6. The method of claim 1 wherein the stabilizer is selected from dipropylene glycol and 1,3 propane diol.

7. The method of claim 1 wherein the stabilizer is present in an amount ranging from 5 to 15 wt..% of the total aqueous composition.

8. The method of claim 1 wherein composition B further comprises a buffer having a pH of 7-8.

9. The method of claim 1 wherein the catalase is isolated from plants or fungi.

10. The method of claim 1 wherein composition B further comprises additives including an antimicrobial.

11. The method of claim 1 wherein composition A comprises 1 wt..% to 10 wt..% hydrogen peroxide or a precursor thereto providing 1 wt..% to 10 wt..% hydrogen peroxide.

12. The method of claim 1 wherein composition A is applied before composition B.

13. The method of claim 1 wherein composition B is applied before composition A.

14. An aqueous composition for use for removing calculus from a tooth surface comprising

catalase; and

a stabilizer comprising hydroxyl groups.

15. The aqueous composition of claim 14 wherein the stabilizer is selected from dipropylene glycol and 1,3 propane diol.

16. The aqueous composition of claim 14 wherein after storage for at least 75 days at 37° C. the aqueous composition comprises less than 50 mg/L of hydrogen peroxide when reacted with a 3% hydrogen peroxide aqueous solution.

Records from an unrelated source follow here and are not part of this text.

Issue #11, opened 2019-11-05
Enforce path options are absolute paths


oliverwm1:
We (myself, @mcgibbon, @nbren12) have agreed (I think) that user-supplied paths to custom files/directories should be specified as absolute paths as a way to distinguish from built-in options. This is not actually implemented right now.

oliverwm1:
Closed by #15

PR #15, opened 2019-11-07
Robustly handle custom/built-in options and allow remote downloads

### LINKED ISSUE #10: Add ability to download files from cloud storage bucket
If user provides a path that begins with gs:// for an option that can be specified as a path to a file or directory (specifically diag_table, data_table, forcing or initial_conditions) then have fv3config download that data and put it in the right place.

I think it's fair to assume the user will have appropriate authorization if pointing to a private storage bucket, but we should ensure fv3config fails gracefully if they do not.

oliverwm1:
Closes #10 and #11 

This PR will improve the handling of custom configuration options. It introduces a function `resolve_option` which distinguishes between custom local paths, custom remote (Google storage bucket) paths and built-in tags. This abstracts away logic that was previously repeated in many places. It also adds functionality to download data from a remote path instead of symlinking from a local path.


oliverwm1:
This PR is ready for review. Note some functions have no unit tests (specifically `link_or_copy_directory`, `copy_file` and `gsutil_is_installed` in _datastore.py) because they depend on `gsutil`. This is about 15 simple lines of code. I have verified that all of these work as intended in my own usage.

tests/test_namelist.py
```diff
@@ -151,6 +175,40 @@ def test_default_config_has_entries(self):
         for name, value in config.items():
             self.assertIsInstance(name, str, f'key {name} is not a string')
 
+    def test_enable_restart_from_default(self):
```
mcgibbon: Could you split these tests off into another TestCase class? They don't use the setup or teardown so it won't break the code, and I think it would help better organize the tests. The only reason I'm asking is for test organization (I find it's nice to have the tests that test one feature in one TestCase). Feel free to disagree.

tests/test_tables.py
```diff
@@ -149,20 +151,22 @@ def test_get_current_date_from_bad_coupler_res(self):
...
-        with open(diag_table_in, 'w') as f:
+        input_directory = os.path.join(rundir, 'INPUT')
+        diag_table_filename = os.path.join(rundir, 'diag_table')
+        with open(diag_table_filename, 'w') as f:
             f.write(diag_table_test_in)
-        write_diag_table(config_for_write_diag_table_test, diag_table_in, diag_table_out)
-        with open(diag_table_out) as f:
+        current_date = get_current_date_from_config(config_for_update_diag_table_test, input_directory)
+        update_diag_table_for_config(config_for_update_diag_table_test, current_date, diag_table_filename)
+        with open(diag_table_filename) as f:
```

17. The aqueous composition of claim 14 wherein the stabilizer is present in an amount ranging from 5 to 15 wt..% of the total aqueous composition.

18. The aqueous composition of claim 14 wherein the composition is free of amine compounds.

19. A kit comprising

a composition A comprises hydrogen peroxide or a precursor thereto; and

a composition B comprising catalase and a stabilizer comprising hydroxyl groups.

20. The kit of claim 19 wherein composition B is sufficiently stable such that after storage for at least 75 days at 37° C. composition B comprises less than 50 mg/L of hydrogen peroxide when reacted with a 3% hydrogen peroxide aqueous solution.